I guess you can assume what happened; all possible colors were there, short plants were hidden by the taller ones, and planters had literally all designs, from renaissance to pop art. 

Does this ring a bell? Well, I spent a lot of time researching different designs and possible combinations and I can finally say that I’m proud of how it turned out. 

To help you avoid the disappointment I felt when I started, I’ll share with you a few tips that will definitely transform your garden display and you’ll get a whole new perspective on pot art! 

1. Don’t Get Carried Away With Color Combinations  

They say everything is dull in the modern world, but come on, it’s better to stick to simplicity than to overdo it. Since we want the best, we should strive toward a balance of everything!

Color palettes aren’t only reserved for professionals and understanding how colors combine isn’t rocket science. Trust me, if I managed to figure it out, anyone can. 😉

Here are some golden rules for color combinations, just make sure to choose the one that matches your personality!

Soft And Cool For Pure Elegance

What do you feel when you’re looking at white or pale blue flowers? Calm would be my answer. These colors breathe elegance and will brighten up the darker parts of your garden. 

Put purple hydrangea, mauve cornflower, and white cyclamen in neighboring pots and enjoy the magic. I combined these plants last year, and now I’m thinking of adding some brightly-colored white mums to elevate the design even more.    

Cashmere Colors For A Cozy Feeling

If you prefer more prominent colors but don’t want to overdo it, the cashmere color palette is perfect for you. 

It includes pastel colors but in a bit warmer palette, such as faded coral or peach.

For me, these colors are the best for a spring garden; roses and tulips are a match made in heaven!

Spice Things Up With Stained-glass Colors 

Do you have a well-lit spot in your garden and want to style it with flowers? Nothing will do a better job than a row of potted strawberry, lemon, orange, or cobalt blue-colored blooming plants!

These colors radiate energy, so whenever you feel down, just take a walk to this part of your garden. 

Put the pots of orange gerberas, red tulips, and green euphorbias next to each other and let them rock your world!

Add A Dramatic Touch With A Dark And Rich Color Palette

Here’s another color palette you can use for brighter outdoor spaces. Dark purple, crimson, and bronze will take over the show once the sun rises. 

These are the hues I chose for the border in the front of my yard. I planted dark red dahlias and burnt orange tulips and I think I did a great job. You should see the look on my neighbors’ faces every time they walk by!

2. Beware, Not All Plants Get Along Well

Different plants, different growing seasons!
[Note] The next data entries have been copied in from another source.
PR #869, opened 2022-06-30
Agent: use `report-dir` parameter from save-cli

petertrr:
After https://github.com/saveourtool/save-cli/issues/404 save-cli started to write reports into `save-reports/save.out.json` because of `--report-dir` parameter, which has been previousely ignored. Now save-agent expects report from another location. This PR fixes this behavior.

### DIFF
--- a/save-agent/src/linuxX64Main/kotlin/com/saveourtool/save/agent/SaveAgent.kt
+++ b/save-agent/src/linuxX64Main/kotlin/com/saveourtool/save/agent/SaveAgent.kt
@@ -167,15 +167,22 @@ class SaveAgent(internal val config: AgentConfiguration,
     }
 
     @Suppress("MagicNumber")
-    private fun runSave(cliArgs: String): ExecutionResult = ProcessBuilder(true, FileSystem.SYSTEM)
-        .exec(
-            config.cliCommand.let {
-                "$it $cliArgs"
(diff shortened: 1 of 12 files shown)


save-agent/src/linuxX64Main/kotlin/com/saveourtool/save/agent/SaveAgent.kt
```diff
@@ -167,15 +167,22 @@ class SaveAgent(internal val config: AgentConfiguration,
...
-            } + " --report-type json --result-output file --log all",
-            "",
-            config.logFilePath.toPath(),
-            1_000_000L
-        )
+    private fun runSave(cliArgs: String): ExecutionResult {
+        val fullCliCommand = buildString {
+            append(config.cliCommand)
+            append(" $cliArgs")
+            append(" --report-type json")
```
nulls, line 174: Maybe also move to SaveCliConfig?

nulls (approved):

save-agent/src/linuxX64Main/kotlin/com/saveourtool/save/agent/SaveAgent.kt
petertrr: Ok, moved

Remember this when purchasing plants for your brand-new design. 

You want to have a display of blossoms at the same time, so make sure the flowering stage of your selected plants matches

For instance, if you grow mesmerizing dahlias, you should combine them with some perennials, such as salvias, for summer display. 

Or you can go with some summer-flowering bulbs; nothing can compare with the good old gladioles!

3. You Don’t Want Plants That Won’t Survive Summer

Another thing you want to do before you go to Home Depot and buy the desired plants is check their requirements.

This was one of my first mistakes when I embarked on this journey. I planted the delicate fuchsias and strong-growing petunias together and only the latter survived. 

Well, last year, my garden was adorned with dahlias (yes, I adore these plants) and zinnias but I took things to a whole new level by adding a popular climber thunbergia and cascading petunia. All plants thrived and gave me no reason not to plant them again!

4. Mix And Match Plants In The Same Container

You want your pots to look rich and full, so there’s no point in planting a single tulip in a 12-inch pot.

I experimented a bit with tulips and the number of bulbs to put in each 12-inch container and I stopped at 30. You’ll most likely see many growers recommend planting up to 22 tulip bulbs per pot, but I like cram things in. 

You can also use a thriller, filler, and spiller method. Wait, what? Rhyme is at its max when it comes to this method but it’s simple to understand. 

A thriller plant is the eye-catchy one aka the star of the show, such as a marigold or geranium

For fillers, we mainly use leafy plants, such as dusty miller, and their main purpose is to provide a backdrop. 

Finally, we add spillers or vining plants like petunias that cascade over the pot rims. Gardeners, you nailed it with this method!

The only difference I noticed was that the more plants I put in the pot, the more water and fertilizer they required.  

Planning Is The Key For Pot Art!

Selecting and designing garden pots may seem tricky at the beginning but planning is essential. 

Once you visit a garden center, you have to know what you want or you’ll spend a fortune and bring too many plants home (been there, done that).  

Combining colors and arranging plants is super fun and, with the guidelines I gave you, I’m sure you’re gonna make it! Good luck!